Getting Ready For An IPO

Last week, I attended the Bay Area IPO Summit, hosted by the Connor Group. The process of going public is a complex ecosystem involving a wide range of specialized participants. Below are my key insights from the summit, shedding light on the current dynamics of the IPO market.

IPO: A milestone in a company's journey (image credit DALL-E)


Current State 

1. Improving Market Conditions: The IPO market is showing signs of recovery. Year-to-date, 2024 has seen 30% more IPOs than the entirety of 2023. Additionally, over $300 billion in venture capital "dry powder" remains available for investment in the US.

2. Revised Definitions: Investment bankers now define "high growth" as achieving over 30% year-over-year revenue growth, while "profitability" is simply a business generating more than break-even profits.

3. Supply Constraints: Contrary to popular belief, there is no shortage of investor demand for IPOs. The real issue lies on the supply side—few high-growth companies are prepared to go public, and no further IPOs are expected in 2024.

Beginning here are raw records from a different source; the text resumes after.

PR #304, opened 2022-09-02
VB-1137, use url prefix in back button

hutcheonb-moj:
## Description

Back button was defaulting to the visit journey URL's, this PR aim's to use urlPrefix in place of a hardcoded url, so for both journeys the back button navigates the user to the correct page.

urlPrefix is already being used for the form actions, so this is a good re-use of existing code we've implemented.

### DIFF
--- a/server/routes/visitJourney/selectVisitors.ts
+++ b/server/routes/visitJourney/selectVisitors.ts
@@ -37,6 +37,13 @@ export default class SelectVisitors {
       formValues.visitors = visitSessionData.visitors.map(visitor => visitor.personId.toString())
     }
 
+    let returnAddress
+    if (isUpdate) {
+      returnAddress = `/visit/${visitSessionData.previousVisitReference}`
+    } else {
+      returnAddress = `/prisoner/${offenderNo}`
+    }
+
     res.render('pages/bookAVisit/visitors', {
       errors: req.flash('errors'),
       offenderNo: visitSessionData.prisoner.offenderNo,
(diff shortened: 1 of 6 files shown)


tpmcgowan:
Looks good so far 👍 . Might need to look at what happens with select visitors page, `server/views/pages/bookAVisit/visitors.njk`, as first time round this should go to `/prisoner/{offenderNo}` but if you come on an amend journey I guess it should go back the booking summary page 🤔

psoleckimoj (approved):
LGTM for these 4 pages. Can do the start and confirmation pages as separate PRs

hutcheonb-moj:
I finished the start page before I saw your comment on separate PR @psoleckimoj 
However the confirmation page doesn't include a back button as it has the option to return to any section of the journey to make a change, so I think this ticket is now complete

server/routes/visitJourney/selectVisitors.ts
```diff
@@ -37,6 +37,13 @@ export default class SelectVisitors {
       formValues.visitors = visitSessionData.visitors.map(visitor => visitor.personId.toString())
     }
 
+    let returnAddress
+    if (isUpdate) {
+      returnAddress = `/visit/${visitSessionData.previousVisitReference}`
+    } else {
+      returnAddress = `/prisoner/${offenderNo}`
+    }
+
```
psoleckimoj, line 46: A nicer way to write this would be:

```
const returnAddress = isUpdate ? `/visit/${visitSessionData.previousVisitReference}` : `/prisoner/${offenderNo}`
```

psoleckimoj: Otherwise good 👍

psoleckimoj (approved):
LGTM!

4. Profit Expectations: For software companies, IPO investors now demand a clear path to achieving operating margins exceeding 20% within five years.

5. Revenue Benchmarks Declining: The average Annual Recurring Revenue (ARR) for companies that went public in 2022-2023 was $500 million. That figure has now dropped to $200 million, reflecting a shift in market conditions.

6. Scale ≠ Profitability: While scale is an important indicator, it does not guarantee that a company will meet the desired operating margins post-IPO.


Preparing for IPO

A number of strategies were highlighted for companies considering going public:

1. Quarterly Discipline: Begin forecasting on a quarterly basis and managing to exceed these forecasts. Establishing a "quarterly rhythm" is crucial.

2. Simplified Messaging: Define the company in a single sentence. Investors prefer clarity to plug into their valuation models.

3. Board Realignment: Venture capitalists often outlive their usefulness post-IPO. Bringing in experienced public company board members is a key step.

4. IPO Readiness: Allocate 5-6 months for preparing the company.

5. Competitive Clarity: The S1 filing must articulate competitive strengths in simple terms, comprehensible even to non-specialists.

6. Comparable Companies: Choosing the right comparables is critical. Google's IPO, for example, had to look beyond traditional peers like Yahoo due to differences in their advertising models.

7. Executive Preparedness: Ensure executives are trained on Regulation Fair Disclosure (Reg FD) to avoid legal pitfalls.

8. Public Company Audits: Transition to public company auditing standards early. This often requires changing auditors.

9.Growth Narrative: A strong growth story remains a cornerstone of investor confidence.

10. Early Investor Engagement: Building relationships with potential IPO investors well before the roadshow is essential.

11. AI Story: An effective narrative around AI—how the company leverages and defends against pure play AI competitors—must be simple and free of buzzword-heavy jargon.

Additional Observations

1. Valuation Metrics: The Rule of 40—where a combination of revenue growth rate and EBITDA margin should exceed 40%—still applies in valuing SaaS businesses.

2. Speed Records: Juniper Networks holds the record for the fastest IPO, completing the process in just 12 days.

3. Valuation Multiples: High-growth companies with EBITDA margins over 10% are valued at roughly 2.7x those with lower margins (an unverified claim, but widely cited).

4. Gen AI Use Cases: Finance and legal teams are increasingly deploying generative AI for tasks such as fluctuation variation (flux) analysis, compliance tracking, anomaly detection, and pivot table creation.

5. D&O Insurance Costs: Upon going public, companies face a significant rise in the cost of Directors and Officers (D&O) liability insurance. For example, premiums can jump from $25,000 to $500,000 for the same $5 million in coverage. Furthermore, Test The Water (TTW) presentations should be covered by D&O insurance. 

6. Litigation Risk: Companies are more susceptible to lawsuits in the first three years after going public, largely due to the provisions of Section 11 of the Securities Act.



In conclusion, the Bay Area IPO Summit provided valuable insights into the intricate process of going public, with a clear focus on the evolving demands of growth, profitability, and AI readiness. As the market recovers, companies must prioritize strong growth narratives and maintain a strategic relationship with investors well before the IPO roadshow.

For those not directly involved in finance, legal, or CEO functions, the transformation from S1 to IPO may seem distant. Having held executive roles in product and marketing at both pre-IPO startups and large corporations, the summit deepened my appreciation for the crucial roles my legal and finance colleagues play in navigating this complex journey. Their expertise is indispensable in turning a company’s vision into reality on the public stage.